Task description:
Up to and including the line that contains "null bytes before", reproduce every line exactly, beginning with the first line below.
*** Entries provided Section Begins ***
PR #35424, opened 2026-04-14
wazuh-engine: `Json::SetString` strip trailing null bytes

matigarciadev:
## Description

`Json::setString` was refactored to accept `std::string_view` and pass its length explicitly to RapidJSON. This introduced a regression: when the `string_view` carried a trailing null byte (e.g. originating from a legacy Unix socket that sends `strlen + 1` bytes), RapidJSON would faithfully store the `\0` as part of the JSON string value, serialising it as `\u0000` in the output.

This caused `event.original` and any other field written through `setString` with a socket-derived buffer to contain a `\u0000` suffix, breaking all downstream decoders that perform string matching or JSON parsing on that field.

### Bugs fixed

- **`Json::setString` — strip trailing null bytes before storing** (`src/engine/source/base/src/json.cpp`):
  Added a loop that removes any trailing `\0` bytes from the `string_view` length before constructing the RapidJSON value. This restores the behaviour of the previous implementation, which achieved the same effect implicitly by converting to `std::string` and using `.c_str()` (causing RapidJSON to call `strlen` internally and stop at the first `\0`).

- **Unit tests added** (`src/engine/source/base/test/src/unit/json_test.cpp`):
  New test `SetStringStripsTrailingNullBytes` covering:
  - Single trailing `\0` (the real-world socket case)
  - Multiple trailing `\0` bytes
  - String composed entirely of `\0` bytes (becomes empty)
  - Normal string without `\0` (unchanged)
  - Empty string (unchanged)
  - `\0` embedded in the middle (not stripped — only trailing nulls are removed)

### Root cause

`OS_SendUnix` (in `src/shared/os_net/os_net.c`) uses `strlen(msg) + 1` when `size == 0`, so every message dispatched through the legacy Unix socket includes its null terminator in the byte count. After decryption in remoted, `msg_length` reflects this and the `\0` is preserved through `memcpy` into `evt_item_t`, through the HTTP POST bulk body, and finally into `parseLegacyEvent` as a `string_view` whose `.size()` includes the extra byte. The old `setString` implementation neutralised this by chance; the new one exposed it.

### Results and Evidence

Before fix in archived events (standard-wazuh-events-v5.json):
```
[...]

PR #35658, opened 2026-04-23
Fix agent 5x sends trailing null byte 0 in messages

### LINKED ISSUE #35474: Agent 5.x sends trailing null byte (\0) in messages
## Description

Agent 5.x appends a trailing null byte (`\0`) to messages, unlike 4.x. This breaks JSON decoding and affects multiple ingestion paths, although it may work in isolated cases like `logtest`.

The engine has been patched to tolerate this, but inconsistencies may still impact other components (e.g., remoted, inventory sync, modules).

Additionally, we need to assess the inverse scenario:
**what happens if a 5.x-like message is received *without* the trailing `\0`**.

This is relevant because:

* The manager may implicitly rely on the null terminator.
* An attacker with a valid agent key could craft messages mimicking 5.x **without `\0`**.
* It is unclear whether all server-side components safely handle this case.

There is an assumption that the C code handles this correctly (e.g., null-terminating buffers), but this has not been verified.

## Tasks

* [ ] Identify where `\0` is added in agent 5.x
* [ ] Compare behavior with agent 4.x
* [ ] Validate handling in `remoted` (with and without `\0`)
* [ ] Analyze server behavior when receiving 5.x messages **without `\0`**
* [ ] Review all modules and non-engine paths (inventory sync, etc.)
* [ ] Decide approach:

  * Fix only in agent
  * Adjust server handling
  * Or coordinate a joint fix (agent + server)
* [ ] Evaluate whether reverting the server-side workaround is needed
* [ ] Add tests covering both scenarios (`\0` present / absent)

## DoD

* Agent messages do not include unintended `\0`
* Server correctly handles messages **with and without `\0`**
* No decoding issues across all pipelines
* Behavior is consistent and well-defined between agent and server
* No security or parsing inconsistencies exploitable
* Tests added to prevent regressions

jr0me:
## Description

Agent 5.x appends a trailing null byte (`\0`) to every legacy text event it sends to the manager. The byte survives decryption in `remoted`, rides inside the HTTP bulk body the engine receives, and gets stored verbatim by RapidJSON in `event.original`, where it surfaces as `�` / `^@` in archived JSON and silently prevents decoder rules from matching the field, which is why, with no fix in place, no alerts are generated for the affected traffic. Agent 4.x did not have this regression. The byte count used by `send_msg` in 4.x excluded the terminator.

PR #35424 (`Json::setString` trims trailing `\0`) patched the engine to tolerate the bad input. This PR fixes the root cause on the agent, hardens `remoted` so the byte never reaches the engine in the first place, and **reverts the engine workaround from PR #35424** because the layers above it now guarantee the engine never sees a trailing zero. The remoted strip (path-aware after commit `e7e836f4b5` so inventory-sync flatbuffers are passed through byte-exact) and the agent fix are the two defenses; the engine no longer carries a workaround for this class of input.

Closes #35474

> **Update — follow-up regression fix (commit `e7e836f4b5`):** the previous remoted hardening on this branch (commit `6304a002a9`) unconditionally stripped trailing `\0` bytes from the decrypted payload **before** the router-vs-analysisd decision in `HandleSecureMessage`. That broke inventory-sync flatbuffers (queue 115 from FIM, SCA, syscollector) and upgrade-ack JSON: those payloads are not C strings, and the trailing zeros they legitimately carry (vtable offsets / alignment padding for flatbuffers) were treated as terminator-padding and chewed off. `router_provider_send_sync` then rejected every truncated flatbuffer as `Invalid flatbuffer message structure`, and the corrupted bytes fell through to analysisd, which logged `Event not processed` with the raw flatbuffer in `event.original`.
>
> The strip block was moved inside the `if (!forwarded_to_router)` branch so it only applies to analysisd-bound legacy text events. Inventory-sync flatbuffers and upgrade-ack JSON now reach `router_message_forward` byte-exact. The original #35474 symptom is unaffected because legacy text events never carry the `s:` or `u:upgrade_module:` prefix and always fall through to analysisd.
>
> ### Manager log evidence (Docker bench, single agent enrolled, ~30s of activity)
>
> **Pre-fix** (branch tip _before_ `e7e836f4b5`, agent emitting FIM/SCA/syscollector inventory-sync events) — the failure pattern reported by the QA teammate, reproduced verbatim:
>
> ```
> 2026/04/27 15:29:32 :router: ERROR: Error in router_provider_send_sync: Invalid flatbuffer message structure
> 2026/04/27 15:29:32 wazuh-manager-analysisd: WARNING: Event not processed: {"wazuh":{"protocol":{"queue":115,"location":"fim"}, …,"event":{"original":"\f^@^@^@\b^@\f^@^G^@\b^@\b^@^@^@^@^@^@^D,^@^@^@(^@H^@D^@C^@8^@4^@^@^@0^@,^@(^@$^@ ^@^\^@^X^@^T^@^P^@\f^@^@^@\b^@^D^@(^@^@^@…
> 2026/04/27 15:29:32 :router: ERROR: Error in router_provider_send_sync: Invalid flatbuffer message structure
> 2026/04/27 15:29:32 wazuh-manager-analysisd: WARNING: Event not processed: {"wazuh":{"protocol":{"queue":115,"location":"syscollector"}, …
> 2026/04/27 15:29:32 :router: ERROR: Error in router_provider_send_sync: Invalid flatbuffer message structure
> 2026/04/27 15:29:32 wazuh-manager-analysisd: WARNING: Event not processed: {"wazuh":{"protocol":{"queue":115,"location":"sca"}, …
> ```
>
> **Post-fix** (commit `e7e836f4b5`, environment torn down with `docker compose … down -v` to wipe the build volumes, then full cold rebuild of manager + agent from source):
>
> ```
> $ grep -c "router_provider_send_sync.*Invalid flatbuffer" /var/wazuh-manager/logs/wazuh-manager.log
> 0
>
> $ grep "Event not processed" /var/wazuh-manager/logs/wazuh-manager.log | grep '"queue":115' | wc -l
> 0
>
> $ cat /var/ossec/var/run/wazuh-agentd.state   # on the agent container
> status='connected'
> msg_count='112'
> msg_sent='116'
> ```
>
> Inventory-sync module starts and stays clean; FIM / SCA / syscollector flatbuffers reach `router_provider_send_sync` byte-exact and parse successfully. Remaining `Event not processed` warnings in the post-fix log are unrelated pre-existing decoder issues for queue 49 (command outputs) and queue 57 (rootcheck text scans) — they appear identically in both pre- and post-fix logs and are out of scope for this PR.

### Bugs fixed

- **`buffer_append` stored the trailing NUL inside the wire-level size** (`src/client-agent/src/buffer.c`):
  The legacy text-message branch (`msg_len < 0`) set `buffered_message.size = strlen(msg) + 1`, so the size that flowed through `dispatch_buffer → send_msg → CreateSecMSG` was one byte too long for every non-binary event. The fix stores `strlen(msg)` as the reported size while still allocating `strlen + 1` for the in-memory copy, keeping the stored buffer safely null-terminated. Direct `send_msg(msg, -1)` callers (`notify.c`, `request.c`, `start_agent.c`, `reload_agent.c`, `receiver.c`, and the four buffer-state messages inside `buffer.c`) were already correct because `sendmsg.c` uses `strlen(msg)` — no `+1` — in that branch. The Windows `SendMSGAction` path feeds the same `buffer_append` sink and is fixed transitively by the same change.

- **`remoted` left control-message copies and event-raw buffers without a guaranteed terminator** (`src/remoted/src/secure.c`):
  - `ctrl_msg_data->message` was `os_calloc(msg_length, ...)` but memcpy'd only `tmp_msg_length` bytes (= `msg_length - 3` after the `#!-` header strip). The three extra bytes from calloc happened to zero the area past the payload, but the size stored was inconsistent and a future alloc tightening would have exposed a buffer over-read to downstream `cJSON_Parse(strchr(clean, '{'))` in `validate_control_msg`. Changed to `os_calloc(tmp_msg_length + 1, ...)` so the allocation matches the memcpy and the `+1` byte is a guaranteed sentinel from calloc.
  - `e->raw` was `os_calloc(msg_length, ...)`. The downstream `bulk_append` is length-aware, so the on-wire HTTP body sent to the engine is unchanged, but any future consumer treating `e->raw` as a C string would over-read the allocation by one byte. Changed to `os_calloc(msg_length + 1, ...)`.
  - The live cleartext buffer (`tmp_msg`) was not modified: the existing `memset(cleartext_msg, '\0', OS_MAXSTR + 1)` at the top of `HandleSecureMessage` already guarantees that the byte past any valid decrypted payload is a NUL, so `strncmp` / `IsValidHeader` / `w_utf8_filter` / `cJSON_ParseWithOpts` cannot walk off the decrypted region. Added a documentation block noting the invariant so future edits do not drop the memset or introduce a path that re-enters `ReadSecMSG` without re-zeroing.

### Root cause

`src/client-agent/src/buffer.c:150` — the legacy-string branch used `size_to_alloc = strlen(msg) + 1` and stored that value in `buffered_message.size`. When `dispatch_buffer` later called `send_msg(msg_to_dispatch.data, msg_to_dispatch.size)`, the size (including the NUL) reached `sendmsg.c:32`, which passed it straight to `CreateSecMSG`, which encrypted exactly that many bytes. Commit `261ad5f865` ("Added new function SendBinaryMSG…") introduced the `{void *data; size_t size}` struct and this `+1` as a side effect of giving the buffer an explicit-length API for binary events; 4.x had no such struct and relied on `sendmsg.c`'s own `strlen(msg)` (no `+1`) to compute the wire-level length.

### Results and Evidence

Verified end-to-end using wazuh-server (indexer + dashboard + manager) and wazuh-agent both built from source. The harness was completely torn down between the two phases, so the pre- and post-fix runs share no state.

**Pre-fix configuration** (build with `src/engine/source/base/src/json.cpp` PR #35424 trim reverted, `src/client-agent/src/buffer.c` fix reverted, and `src/remoted/src/secure.c` allocation reverted:

```
$ curl … 'https://127.0.0.1:9200/_cat/indices/wazuh-*?v' | awk '$7>0'
…
.ds-wazuh-events-v5-system-activity-000001       14
wazuh-states-fim-files                         1322
(all 8 wazuh-findings-v5-* indices: 0 docs)
```

Sampled `event.original` (5 newest, all from the system-activity stream produced by `wazuh-logcollector` reading journald):

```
*** Entries provided Section Ends ***
Task response:
PR #35424, opened 2026-04-14
wazuh-engine: `Json::SetString` strip trailing null bytes

matigarciadev:
## Description

`Json::setString` was refactored to accept `std::string_view` and pass its length explicitly to RapidJSON. This introduced a regression: when the `string_view` carried a trailing null byte (e.g. originating from a legacy Unix socket that sends `strlen + 1` bytes), RapidJSON would faithfully store the `\0` as part of the JSON string value, serialising it as `\u0000` in the output.

This caused `event.original` and any other field written through `setString` with a socket-derived buffer to contain a `\u0000` suffix, breaking all downstream decoders that perform string matching or JSON parsing on that field.

### Bugs fixed

- **`Json::setString` — strip trailing null bytes before storing** (`src/engine/source/base/src/json.cpp`):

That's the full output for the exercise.